Purification, crystallization and preliminary X-ray analysis of the N-terminal domain of NO38, a nucleolar protein from Xenopus laevis.

NO38 is a multidomain protein that belongs to the nucleoplasmin (Np) family. Previous studies have suggested that acidic chaperones such as Np may function as histone-storage platforms. Here, the purification and crystallization of the N-terminal domain of NO38 in two crystal forms is reported. The C2 crystal form diffracts to 1.9 A and contains two pentamers in the asymmetric unit, while the P1 crystals diffract to 1.7 A and contain a non-crystallographic decamer with 522 symmetry. By analogy with Np, the NO38 decamer may represent the active form of this chaperone.

The structure and function of Xenopus NO38-core, a histone chaperone in the nucleolus.

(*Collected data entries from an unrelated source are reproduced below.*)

PR #1965, opened 2018-06-12
Add exit page option to settings page + whitelist domains

### LINKED ISSUE #1931: Whitelist domains like steemit.com from exit page

### LINKED ISSUE #1932: Add setting option for disable exit page
We should give a way for user to enable or disable Exit page warn from the settings.

gregory-latinier:
Fixes #1931 
Fixes #1932 

### Changes

- Add `Enable exit page` setting.
- Add domain whitelist. 

### Test plan

- [ ] Visit: https://busy-master-pr-1965.herokuapp.com/@hellosteem/66fpvv-test-links
- [ ] Validate link behaviour with enabled exit page.
- [ ] Disable exit page.
- [ ] Check post links again.


src/client/components/Story/Body.js
```diff
@@ -109,13 +111,20 @@ Body.propTypes = {
...
 Body.defaultProps = {
   body: '',
   jsonMetadata: '',
   full: false,
   rewriteLinks: false,
+  exitPageSetting: true,
 };
 
-export default Body;
+export default connect(
```
Sekhmet: I would rather keep Body as dumb component and pass this prop instead (or create BodyContainer).

gregory-latinier: I think a BodyContainer would be best otherwise we would modify EmbeddedCommentForm, CommentForm for instance and connect them with the settings which doesn't make sense.
What is your final word ?

Sekhmet: I prefer having small container components that just wrap dumb component, so I think BodyContainer would work the best.

src/client/components/Story/Body.js
```diff
@@ -122,9 +122,8 @@ Body.defaultProps = {
   exitPageSetting: true,
 };
 
-export default connect(
-  state => ({
-    exitPageSetting: getExitPageSetting(state),
-  }),
-  null,
-)(Body);
+const BodyContainer = props => <Body {...props} />;
```
Sekhmet: This doesn't change anything, you can connect to `Body` directly.

src/client/components/Story/Body.js
```diff
@@ -122,9 +122,8 @@ Body.defaultProps = {
...
+
+export default connect(state => ({
```
Sekhmet: I think we should separate dumb and container components. Right now it works the same way as when we connected to Body directly. Maybe we should finally create `containers` directory.

gregory-latinier: Honestly I wouldn't call the Body component a dumb component. There are a lot of logic code for displaying data.

gregory-latinier: I agree that there should be containers that handle state and other app logic and presentational components. But that would require a lot of work and it's not the point of the PR. 
What should be done precisely to finalize this PR ?

Sekhmet: I'd say presentational components encapsulate UI logic, which I think current `Body` component does. Containers would just provide data to presentational components.

`components` folder should not contain containers, so I would extract `BodyContainer` to `containers` folder and use it in the app.

src/client/vendor/SanitizeConfig.js
```diff
@@ -160,9 +160,11 @@ export default ({ large = true, noImage = false, sanitizeErrors = [], secureLink
       if (!href) href = '#';
       href = href.trim();
       const attys = {};
-      // If it's not a (relative or absolute) steemit URL...
-      if (secureLinks && !href.match(/^^(\/|https:\/\/(staging\.)?busy\.org(?![\w\.]+))/)) {
+      if (!href.match(/^^(\/|https:\/\/(staging\.)?busy\.org(?![\w\.]+))/)) {
         attys.target = '_blank';
+      }
+      // If it's not a (relative or absolute) steemit URL...
```
Sekhmet: This comment belonged to different condition (regex match). I don't think it worth keeping this comment at all.

PR #1969, opened 2018-06-12
use originalComment.json_metadata when updating

mktcode:
to avoid removing existing metadata
if `isUpdating` use `originalComment.json_metadata`

- publish comment with custom metadata
- edit on busy.org
- check metadata again

https://busy.org/@mkt/bug-report-busy-org-overwriting-comment-jsonmetadata

I tested it locally in my fork of course.


gregory-latinier:
Your code looks good but could you provide a test plan please ?

mktcode:
Srsly?

- publish comment with custom metadata
- edit on busy.org
- check metadata again

mktcode:
Idk if that's what you mean but I updated my comment above.

src/client/comments/commentsActions.js
```diff
@@ -97,7 +97,9 @@ export const sendComment = (parentPost, body, isUpdating = false, originalCommen
   const permlink = isUpdating
     ? originalComment.permlink
     : createCommentPermlink(parentAuthor, parentPermlink);
-  const jsonMetadata = { tags: [category], community: 'busy', app: `busy/${version}` };
+  const jsonMetadata = isUpdating
+    ? JSON.parse(originalComment.json_metadata)
```
bonustrack: We should handle the case where json_metadata is not a real json. JSON.parse will fail if this happen with your implementation.

mktcode: You think https://github.com/busyorg/busy/blob/a2d948db624af33eb01c1237bfb3779df6539e0c/src/client/helpers/formatter.js is the right place to put a `isJson` helper function or something?

mktcode: I don't want to put it right in `commentsAction.js`

Sekhmet: We might want to extract method tryParseJSON that uses lodash's `try` and `isError` to return parsed JSON or empty object.

Sekhmet:
I'm not sure what happened to my comment there, but it would be nice to use this function after it's merged: #1981 instead of new `isJsonStr`, so we don't have to parse string twice, and make things more concise.

mktcode:
sure, I was just confused about this parse function somehow and didn't want to change it but your totally right... I just cannot make sense of this line https://github.com/busyorg/busy/pull/1981/files#diff-3790f296954d7550bfd6609c20a66551R2 isn't that covered by the catch?

mktcode:
updated everything and tested again... should be ready for merge

PR #1355, opened 2025-10-05
Make country package purely deterministic - read stochastic variables from dataset

MaxGhenis:
## Summary

This PR removes all random number generation from policyengine-uk. All stochastic variables are now generated in policyengine-uk-data and read from the dataset. The country package is now a purely deterministic rules engine.

**⚠️ MERGE ORDER: The companion policyengine-uk-data PR #203 must be merged FIRST, then this PR**

### Removed
- All take-up rate parameters (moved to policyengine-uk-data)
- All random seed/draw variables for take-up decisions
- Random seed variables for other stochastic processes

### Simplified
All would_claim variables now use dataset values with deterministic fallbacks:
- would_claim_child_benefit (default: True)
- child_benefit_opts_out (default: False)
- would_claim_pc (default: True)
- would_claim_uc (default: True)
- would_claim_tfc (default: True)
- would_claim_extended_childcare (default: True)
- would_claim_universal_childcare (default: True)
- would_claim_targeted_childcare (default: True)

Other stochastic variables simplified to dataset-only:
- household_owns_tv (default: True)
- would_evade_tv_licence_fee (default: False)
- main_residential_property_purchased_is_first_home (default: False)

### Added
- would_claim_marriage_allowance variable (default: True)
- higher_earner_tie_break variable (default: 0.0) - for tie-breaking
- attends_private_school_random_draw variable (default: 1.0) - for income-conditional

### Preserved formulas (fully deterministic)
These variables keep their formulas but with NO random() calls:
- attends_private_school (uses random draw from dataset)
- is_disabled_for_benefits (deterministic rule: disabled if receives qualifying benefits)
- is_higher_earner (uses random draw from dataset for tie-breaking)

### Test updates
Updated expected fiscal impacts in `reforms_config.yaml` to reflect the new stochastic simulation method.

## Trade-offs

**IMPORTANT**: Take-up rates can no longer be adjusted dynamically via policy reforms or in the web app. They are fixed in the microdata. This is an acceptable trade-off for the cleaner architecture of keeping the country package purely deterministic.

To adjust take-up rates for analysis, the microdata must be regenerated with updated parameter values in policyengine-uk-data.

## Test Plan

- [x] Package imports successfully
- [x] All existing tests pass
- [x] Microsimulations produce correct results
- [x] Policy calculator (non-microsim) still works with deterministic defaults

## Related PRs

- policyengine-uk-data: #203 (must be merged FIRST)

🤖 Generated with [Claude Code](https://claude.com/claude-code)

[...]

PR #1359, opened 2025-10-15
Fix randomness between runs caused by UC reform

### LINKED ISSUE #1358: Randomness between runs caused by UC reform
Running the same calculation multiple times was producing different results due to non-deterministic behaviour in the UC reform logic. This needs fixing to ensure reproducible outputs.

nikhilwoodruff:
The UC reform logic was using numpy's global random state, which caused different results on each run. This changes it to use a seeded random number generator for reproducible outputs.

Closes #1358

### DIFF
--- a/changelog_entry.yaml
+++ b/changelog_entry.yaml
@@ -1,0 +1,4 @@
+- bump: patch
+  changes:
+    fixed:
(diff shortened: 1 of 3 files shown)


MaxGhenis:
See also #1355 for a more general solution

Xenopus NO38 is an abundant nucleolar chaperone and a member of the nucleoplasmin (Np) family. Here, we report high-resolution crystal structures of the N-terminal domain of NO38, as a pentamer and a decamer. As expected, NO38 shares the Np family fold. In addition, NO38- and Np-core pentamers each use highly conserved residues and numerous waters to form their respective decamers. Further studies show that NO38 and Np each bind equal amounts of the four core histones. However, NO38 prefers the (H3-H4)(2) tetramer, while Np probably prefers H2A-H2B dimers. We also show that NO38 and Np will each bind noncognate histones when the preferred partner is absent. We suggest that these chaperones must form decamers in order to bind histones and differentiate between histone tetramers and dimers. When taken together, these data imply that NO38 may function as a histone chaperone in the nucleolus.

The crystal structure of Drosophila NLP-core provides insight into pentamer formation and histone binding.

The nucleoplasmin-like protein from Drosophila (dNLP) functions as a chaperone for core histones and may remodel chromatin in embryos. We now report the crystal structure of a dNLP-core pentamer at 1.5 A resolution. The monomer has an eight-stranded, beta barrel topology that is similar to nucleoplasmin (Np). However, a signature beta hairpin is tucked in along the lateral surface of the dNLP-core pentamer, while it extends outward in the Np-core decamer. Drosophila NLP and Np both assemble histone octamers. This process may require each chaperone to form a decamer, which would create symmetric binding sites for the histones. Conformational differences between dNLP and Np may reflect their different oligomeric states, while a conserved, nonpolar subunit interface may allow conformational plasticity during histone binding.